▶ [WORK TASK]: Reproduce the entries that follow, exactly and in full.

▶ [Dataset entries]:
PR #914, opened 2026-06-29
feat(validator): L2 consumer-cutover — drift-gate PLUGIN_JSON_FIELDS against the kernel (schema 3.14.0)

jeremylongshore:
**Closes the second half of the auto-currency loop** (692-AA-AACR § 0.5). L1 made the kernel SSoT durably current; L2 makes CCPI's plugin validator *consume* it instead of being hand-maintained.

`PLUGIN_JSON_FIELDS` had **no** comparison to the kernel, so an upstream GA-field change silently went stale and required a hand-patch (the 3.12.0 event). Now:

- **`load_kernel_plugin_fields()`** reads the kernel's **current** plugin-manifest surface from `@intentsolutions/core` `authoring/`**`v2`** (`upstream-base ∪ is-overlay`). v2 not v1 — v1 is an early ~10-field capture; v2 carries the full GA surface. Needs core `>=0.9.0` (also reconciled the stale `0.4.1` node_modules install via `pnpm install`).
- **`kernel_shadow_report()`** gains a `plugin_manifest` block; **`print_kernel_shadow()`** WARNs when `PLUGIN_JSON_FIELDS` is stale. The existing **`kernel-shadow-validation.yml`** CI lane now surfaces plugin-manifest drift automatically.
- The shadow **immediately caught a drift**: the kernel sanctions a `metadata` plugin.json field (v2 is-overlay) CCPI lacked → adopted into `PLUGIN_JSON_FIELDS` (now `fields_match: true`, 23 fields).

**Advisory** — `PLUGIN_JSON_FIELDS` stays authoritative until the DR-049 flip; same posture as the skill-frontmatter + agent shadows. No NON-NEGOTIABLE touched. 2 new tests; suite green (11 plugin + 26 frontmatter).

- Jeremy Longshore
intentsolutions.io

### DIFF
--- a/000-docs/692-AA-AACR-spec-currency-audit-2026-06-28.md
+++ b/000-docs/692-AA-AACR-spec-currency-audit-2026-06-28.md
@@ -1,0 +1,230 @@
+# Spec-Currency Audit — Claude Code authoring artifacts vs IS validators (2026-06-28)
+
+**Code:** 692-AA-AACR · **Author:** Jeremy Longshore · **Date:** 2026-06-28
+**Scope:** Are the Intent Solutions validators (`scripts/validate-skills-schema.py`,
+the `/validate-*` skills, the catalog scripts, the vendored kernel schemas) current
+against the live Anthropic Claude Code authoring specs as of mid-2026?
+**Method:** Six authoring surfaces fetched + cited from `code.claude.com/docs`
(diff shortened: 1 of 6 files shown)


jeremylongshore:
Superseded by a clean single-commit L2 PR (local main had diverged from origin's squash, pulling in extra commits).

PR #916, opened 2026-06-29
fix(bash): safe empty-array expansion for bash 3.2 (macOS)

olispeedy:
## Problem

On macOS, the default shell is **bash 3.2**. When `set -u` is active, expanding an empty array raises an *unbound variable* error:

```bash
# fails on bash 3.2 when EXCLUDE_PATHS is empty
ALL_EXCLUDES=("${DEFAULT_EXCLUDES[@]}" "${EXCLUDE_PATHS[@]}")
# bash: EXCLUDE_PATHS[@]: unbound variable
```

This causes the hook to crash on a stock macOS system whenever no custom `excludePaths` are configured.

## Fix

Use the conditional expansion idiom `${var[@]+"${var[@]}"}`, which expands to nothing when the array is unset or empty and is safe across all bash versions:

```bash
ALL_EXCLUDES=("${DEFAULT_EXCLUDES[@]}" ${EXCLUDE_PATHS[@]+"${EXCLUDE_PATHS[@]}"})
```

No behaviour change when `EXCLUDE_PATHS` has elements.

## Tested on

- macOS bash 3.2.57 (stock macOS shell)
- bash 5.x (Homebrew)

🤖 Generated with [Claude Code](https://claude.com/claude-code)

### DIFF
--- a/plugins/productivity/prettier-markdown-hook/scripts/format-markdown.sh
+++ b/plugins/productivity/prettier-markdown-hook/scripts/format-markdown.sh
@@ -142,7 +142,9 @@ load_config() {
     fi
 
     # Combine default + custom exclusions (additive pattern)
-    ALL_EXCLUDES=("${DEFAULT_EXCLUDES[@]}" "${EXCLUDE_PATHS[@]}")
+    # Use conditional expansion to avoid unbound variable error on bash 3.2 (macOS default)
+    # when EXCLUDE_PATHS is empty and set -u is active.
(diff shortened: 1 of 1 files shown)


olispeedy:
Good catch by @greptile-apps — the original fix left the outer conditional unquoted, which would word-split paths containing spaces when appended to the array.

Updated to wrap the entire conditional expansion in double quotes:

\`\`\`bash
"${EXCLUDE_PATHS[@]+"${EXCLUDE_PATHS[@]}"}"
\`\`\`

Tested locally on bash 3.2.57 (stock macOS):
- Empty \`EXCLUDE_PATHS\` — no crash ✓
- Paths with spaces (e.g. \`"my project"\`) — preserved as single elements ✓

▶ [TASK SOLUTION]:
PR #914, opened 2026-06-29
feat(validator): L2 consumer-cutover — drift-gate PLUGIN_JSON_FIELDS against the kernel (schema 3.14.0)

jeremylongshore:
**Closes the second half of the auto-currency loop** (692-AA-AACR § 0.5). L1 made the kernel SSoT durably current; L2 makes CCPI's plugin validator *consume* it instead of being hand-maintained.

`PLUGIN_JSON_FIELDS` had **no** comparison to the kernel, so an upstream GA-field change silently went stale and required a hand-patch (the 3.12.0 event). Now:

- **`load_kernel_plugin_fields()`** reads the kernel's **current** plugin-manifest surface from `@intentsolutions/core` `authoring/`**`v2`** (`upstream-base ∪ is-overlay`). v2 not v1 — v1 is an early ~10-field capture; v2 carries the full GA surface. Needs core `>=0.9.0` (also reconciled the stale `0.4.1` node_modules install via `pnpm install`).
- **`kernel_shadow_report()`** gains a `plugin_manifest` block; **`print_kernel_shadow()`** WARNs when `PLUGIN_JSON_FIELDS` is stale. The existing **`kernel-shadow-validation.yml`** CI lane now surfaces plugin-manifest drift automatically.
- The shadow **immediately caught a drift**: the kernel sanctions a `metadata` plugin.json field (v2 is-overlay) CCPI lacked → adopted into `PLUGIN_JSON_FIELDS` (now `fields_match: true`, 23 fields).

**Advisory** — `PLUGIN_JSON_FIELDS` stays authoritative until the DR-049 flip; same posture as the skill-frontmatter + agent shadows. No NON-NEGOTIABLE touched. 2 new tests; suite green (11 plugin + 26 frontmatter).

- Jeremy Longshore
intentsolutions.io

### DIFF
--- a/000-docs/692-AA-AACR-spec-currency-audit-2026-06-28.md
+++ b/000-docs/692-AA-AACR-spec-currency-audit-2026-06-28.md
@@ -1,0 +1,230 @@
+# Spec-Currency Audit — Claude Code authoring artifacts vs IS validators (2026-06-28)
+
+**Code:** 692-AA-AACR · **Author:** Jeremy Longshore · **Date:** 2026-06-28
+**Scope:** Are the Intent Solutions validators (`scripts/validate-skills-schema.py`,
+the `/validate-*` skills, the catalog scripts, the vendored kernel schemas) current
+against the live Anthropic Claude Code authoring specs as of mid-2026?
+**Method:** Six authoring surfaces fetched + cited from `code.claude.com/docs`
(diff shortened: 1 of 6 files shown)


jeremylongshore:
Superseded by a clean single-commit L2 PR (local main had diverged from origin's squash, pulling in extra commits).

PR #916, opened 2026-06-29
fix(bash): safe empty-array expansion for bash 3.2 (macOS)

olispeedy:
## Problem

On macOS, the default shell is **bash 3.2**. When `set -u` is active, expanding an empty array raises an *unbound variable* error:

```bash
# fails on bash 3.2 when EXCLUDE_PATHS is empty
ALL_EXCLUDES=("${DEFAULT_EXCLUDES[@]}" "${EXCLUDE_PATHS[@]}")
# bash: EXCLUDE_PATHS[@]: unbound variable
```

This causes the hook to crash on a stock macOS system whenever no custom `excludePaths` are configured.

## Fix

Use the conditional expansion idiom `${var[@]+"${var[@]}"}`, which expands to nothing when the array is unset or empty and is safe across all bash versions:

```bash
ALL_EXCLUDES=("${DEFAULT_EXCLUDES[@]}" ${EXCLUDE_PATHS[@]+"${EXCLUDE_PATHS[@]}"})
```

No behaviour change when `EXCLUDE_PATHS` has elements.

## Tested on

- macOS bash 3.2.57 (stock macOS shell)
- bash 5.x (Homebrew)

🤖 Generated with [Claude Code](https://claude.com/claude-code)

### DIFF
--- a/plugins/productivity/prettier-markdown-hook/scripts/format-markdown.sh
+++ b/plugins/productivity/prettier-markdown-hook/scripts/format-markdown.sh
@@ -142,7 +142,9 @@ load_config() {
     fi
 
     # Combine default + custom exclusions (additive pattern)
-    ALL_EXCLUDES=("${DEFAULT_EXCLUDES[@]}" "${EXCLUDE_PATHS[@]}")
+    # Use conditional expansion to avoid unbound variable error on bash 3.2 (macOS default)
+    # when EXCLUDE_PATHS is empty and set -u is active.
(diff shortened: 1 of 1 files shown)


olispeedy:
Good catch by @greptile-apps — the original fix left the outer conditional unquoted, which would word-split paths containing spaces when appended to the array.

Updated to wrap the entire conditional expansion in double quotes:

\`\`\`bash
"${EXCLUDE_PATHS[@]+"${EXCLUDE_PATHS[@]}"}"
\`\`\`

Tested locally on bash 3.2.57 (stock macOS):
- Empty \`EXCLUDE_PATHS\` — no crash ✓
- Paths with spaces (e.g. \`"my project"\`) — preserved as single elements ✓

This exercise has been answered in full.